- Born: 29 December 1999 (age 26) Singapore

Gymnastics career
- Discipline: Women's artistic gymnastics
- Country represented: Singapore
- Medal record
Representing Singapore
Southeast Asian Games
| Silver medal – second place | 2015 Singapore | Team |
| Silver medal – second place | 2017 Kuala Lumpur | Team |
| Bronze medal – third place | 2015 Singapore | All-around |
| Bronze medal – third place | 2021 Vietnam | Team |
| Bronze medal – third place | 2021 Vietnam | Uneven bars |

= Nadine Joy Nathan =

Singaporean artistic gymnast (born 1999)

Nadine Joy Nathan (born 29 December 1999) is a Singaporean artistic gymnast. She represented Singapore at the 2014 Summer Youth Olympics and has competed at four World Championships (2015, 2018, 2022, 2023). She is the 2015 SEA Games all-around bronze medalist and the 2021 SEA Games uneven bars bronze medalist.

==Gymnastics career==
Nathan qualified to represent Singapore at the 2014 Summer Youth Olympics through her results at the 2014 Junior Asian Championships.

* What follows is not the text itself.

PR #8, opened 2021-10-01
Update CW721 base helpers file

findolor:
Updated the helpers file based on https://github.com/CosmWasm/cw-plus/blob/main/contracts/cw20-base/helpers.ts


contracts/cw721-base/helpers.ts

There, she qualified for the all-around final but finished in 18th after falls on the uneven bars and the floor exercise.

Nathan became age-eligible for senior competition in 2015. At the 2015 SEA Games, she helped Singapore win the team silver medal, and she won the individual all-around bronze medal. That year, she competed at her first World Championships and finished 106th in the all-around qualifications, and she did not advance into any finals or receive an Olympic berth.

Nathan finished 14th at the 2016 Pacific Rim Championships. She helped Singapore defend its team silver medal at the 2017 SEA Games. She skipped the 2017 World Championships to focus on her GCE A-level exams.

Nathan represented Singapore at the 2018 Asian Games and finished 13th in the all-around. There, she advanced into the balance beam final and finished seventh. She then competed at the 2018 World Championships and finished 95th in the all-around qualifications. She missed the 2019 World Championships due to an ankle injury.

At the 2021 SEA Games, Nathan won a bronze medal in the team competition and won an individual bronze medal on the uneven bars. She represented Singapore at the 2022 Commonwealth Games and finished 11th in the all-around final. At the 2023 Asian Championships, Nathan finished 11th in the all-around and also advanced into the balance beam final. With these results, she qualified for the 2023 World Championships. There, she finished 100th in the all-around qualifications and did not qualify for an Olympic berth.